Resources / what to focus on for study
Written OSP (OSP 1)
- Main resource type
- UK pathology “datasets” (described as the exam’s “bible” in practice).
- Guidelines from major societies (iconic/guideline papers suggested).
- How much reading
- Preparation can be done using:
- guideline/summary papers (sometimes ~2–3 pages)
- about 12–15 pages total to cover the whole part (his estimate)
- Preparation can be done using:
- What to prioritize
- “Big” commonly tested cancers and their markers:
- melanoma (and related molecular markers like BRAF)
- breast (HER2/ERBB2)
- colorectal (mismatch repair)
- lung markers
- kidney/miscellaneous noted broadly
- He explicitly downplays the need for exhaustive rare-entity learning.
- “Big” commonly tested cancers and their markers:
Management OSP (OSP 2)
- He says there aren’t the same direct “sources” as for molecular topics.
- Instead, prepare by learning:
- errors in pathology
- how incident reporting works
- GMC approach
- UK hierarchy and MDT/communication norms
- patient safety-first reasoning
Additional exam tips mentioned (non-exhaustive, but major themes)
Long case / macro / cytology / frozen section (high-level guidance)
- Long cases
- Renal + lymphoid appear frequently; liver may appear with patterns described as part of how the exam rotates.
- “CPC correlation” must be included, or you lose marks.
- Frozen section
- Framed as “black/white/uncertain” triage:
- clearly benign
- benign vs malignant uncertain (“cannot decide” / defer appropriately)
- clearly malignant
- Key is safe handling, including lab precautions (especially with infectious/granulomatous scenarios).
- Framed as “black/white/uncertain” triage:
- Cytology
- Emphasis on:
- seeing many cytology cases (suggested scale: ~3000)
- relying on available classifications/guidelines (Paris/Milan mentioned)
- Emphasis on:
- General exam behavior
- Don’t revise aggressively in the last 1–2 days—he warns it can cause mental blocks and “half-knowledge” errors.
- On exam day:
- calibrate eyes on slides (especially cytology)
- practice speed/structure for IHC reporting tables.
Speakers / sources featured
- Speaker: Dr Ahmed Ali (consultant pathologist in the United Kingdom; works in Essex; also describes training candidates/contracting sessions).

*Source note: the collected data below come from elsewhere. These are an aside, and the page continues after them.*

PR #624, opened 2019-01-22
Re-enable gas price

aroommen:
The changes here allow users to specify a non-zero gas price for Quorum transactions. Previously Quorum only worked with a zero gas price. This is useful to enable network metering especially in consortium projects where the network enablers can be compensated for their costs. It's backward compatible in that the gas price can still be zero. 
@fixanoid  @joelburget I have incorporated code changes from the below pull request 
https://github.com/jpmorganchase/quorum/pull/288

### DIFF
--- a/core/tx_pool.go
+++ b/core/tx_pool.go
@@ -77,6 +77,8 @@ var (
 	// making the transaction invalid, rather a DOS protection.
 	ErrOversizedData = errors.New("oversized data")
 
+	ErrInvalidGasPrice = errors.New("Gas price not 0")
+
 	// ErrEtherValueUnsupported is returned if a transaction specifies an Ether Value
 	// for a private Quorum transaction.
 	ErrEtherValueUnsupported = errors.New("ether value is not supported for private transactions")
--- a/core/tx_pool.go
+++ b/core/tx_pool.go
@@ -77,8 +77,6 @@ var (
 	// making the transaction invalid, rather a DOS protection.
 	ErrOversizedData = errors.New("oversized data")
 
-	ErrInvalidGasPrice = errors.New("Gas price not 0")
-
 	// ErrEtherValueUnsupported is returned if a transaction specifies an Ether Value
 	// for a private Quorum transaction.
 	ErrEtherValueUnsupported = errors.New("ether value is not supported for private transactions")
--- a/core/tx_pool.go
+++ b/core/tx_pool.go
@@ -148,7 +148,7 @@ var DefaultTxPoolConfig = TxPoolConfig{
 	Journal:   "transactions.rlp",
 	Rejournal: time.Hour,
 
-	PriceLimit: 0;
+	PriceLimit: 0,
 	PriceBump:  10,
 
 	AccountSlots: 16,
@@ -722,7 +722,6 @@ func (pool *TxPool) journalTx(from common.Address, tx *types.Transaction) {
 	}
 }
 
-
 // promoteTx adds a transaction to the pending (processable) list of transactions
 // and returns whether it was inserted or an older was better.
 //
@@ -1203,7 +1202,6 @@ func newTxLookup() *txLookup {
 		all: make(map[common.Hash]*types.Transaction),
 	}
 }
-
 
 // Range calls f on each key and value present in the map.
 func (t *txLookup) Range(f func(hash common.Hash, tx *types.Transaction) bool) {
--- a/core/tx_pool.go
+++ b/core/tx_pool.go
@@ -148,7 +148,7 @@ var DefaultTxPoolConfig = TxPoolConfig{
 	Journal:   "transactions.rlp",
 	Rejournal: time.Hour,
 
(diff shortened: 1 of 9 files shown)


SatpalSandhu61 (changes requested):
I've done some initial testing and found one issue (on raft) - if I submit a transaction with zero gasPrice, it goes into pending state and is never completed, e.g.:
eth.sendTransaction({from:"0xed9d02e382b34818e88b88a309c7fe71e65f419d",to:"0xcc71c7546429a13796cf1bf9228bff213e7ae9cc",value:1,gasPrice:0,gas:21000})

Also, the changes are causing a number of acceptance tests to fail (https://github.com/jpmorganchase/quorum-acceptance-tests). I'll try and dig deeper into the reasons for these - but it may just be due to some transactions getting stuck in pending and causing following tests to fail.

aroommen:
Thanks @SatpalSandhu61 
am looking into the pending transfer issue.

prd-fox:
Further to Satpal's comment above, this is due to the transactions not being accepted on remote nodes due to a too low gas price.
The minimum accepted gas price can be used using the `--txpool.pricelimit` flag, but when set below 1, it gets sanitised back to 1; this means that a gas price of 0 is never allowed on remote nodes.

See txpool.go:172 for the condition, which should be reviewed. The check should compare against a Price Limit of 0.

aroommen:
I have adjusted the flow in tx_pool.go to reset the default Transaction price limit for Quorum to zero and all tests are passing. Do check and let me know if the changes are ok

core/tx_pool.go
```diff
@@ -173,6 +171,10 @@ func (config *TxPoolConfig) sanitize() TxPoolConfig {
 		log.Warn("Sanitizing invalid txpool price limit", "provided", conf.PriceLimit, "updated", DefaultTxPoolConfig.PriceLimit)
 		conf.PriceLimit = DefaultTxPoolConfig.PriceLimit
 	}
+	if isQuorum && (conf.PriceLimit == DefaultTxPoolConfig.PriceLimit) {
+		log.Warn("Sanitizing invalid txpool price limit for Quorum", "provided", conf.PriceLimit, "updated 0")
```
SatpalSandhu61: There's a small issue with the log statement. An even number of parameters are expected after the log message - the string "updated 0" is expected to be followed by a variable which is to be printed.
Because the variable is missing, the log statement is catching that and printing:
    LOG15_ERROR="Normalized odd number of arguments by adding nil"

core/tx_pool.go
```diff
@@ -173,6 +171,10 @@ func (config *TxPoolConfig) sanitize() TxPoolConfig {
 		log.Warn("Sanitizing invalid txpool price limit", "provided", conf.PriceLimit, "updated", DefaultTxPoolConfig.PriceLimit)
 		conf.PriceLimit = DefaultTxPoolConfig.PriceLimit
 	}
+	if isQuorum && (conf.PriceLimit == DefaultTxPoolConfig.PriceLimit) {
```
SatpalSandhu61: This will allow Quorum users to have a price of zero, or > 1. However a value of 1 will be reset to zero... I don't think this is what you want to achieve.
Is there a reason why you didn't stick with your change to just have a default price of zero?

core/tx_pool.go
aroommen: Ok. WIll make the change.

core/tx_pool.go
aroommen: Yes. Another testcase was failing and as this DefaultTxPoolConfig was used in multiple files, I didn't want to impact all that code. 
Since then I have revised the code and will be resubmitting it with a zero setting instead of 1.

aroommen: Yes. Another testcase was failing and as this DefaultTxPoolConfig was used in multiple files, I didn't want to impact all that code.
Since then I have revised the code and will be resubmitting it with a zero setting instead of 1.

SatpalSandhu61:
Note that this PR is on our backlog, pending some associated changes that are being worked on, and some further testing.

pjworrall:
> Note that this PR is on our backlog, pending some associated changes that are being worked on, and some further testing.

Great to here @SatpalSandhu61 . As soon as this pull is in we'll be able to migrate to Quorum because I need transactions to require Eth. As there is no mining I am keen to know where the transaction fee goes: to the Validator?

SatpalSandhu61:
@pjworrall the account where the fees go is actually the bit we're working on. It will be the coinbase account, or the account associated with the minting node. There are some nuances which are currently being ironed out, around the relationship of the account on the type of consensus used.

SatpalSandhu61:
Note that this PR should not be merged as it's not complete. Work to enable gas price is ongoing on a different branch.

Yur13L:
Any news on this?

antonydenyer:
Superseded by https://github.com/ConsenSys/quorum/pull/1446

- Institutions / frameworks referenced:
- GMC (General Medical Council) “Good medical practice”
- Royal College of Pathologists (datasets, errors/incidents resources)
- Society guidelines / “ICONIC papers” (general reference to society-published molecular guidance)
- Classifications / guideline systems mentioned:
- Paris classification (cytology)
- Milan classification (cytology)
- Specific guideline/dataset examples mentioned in passing:
- Pathology “datasets” for cancers such as breast, colorectal, melanoma, kidney, adrenal, etc. (referred to repeatedly as the main exam basis; not named as a single document title in the transcript).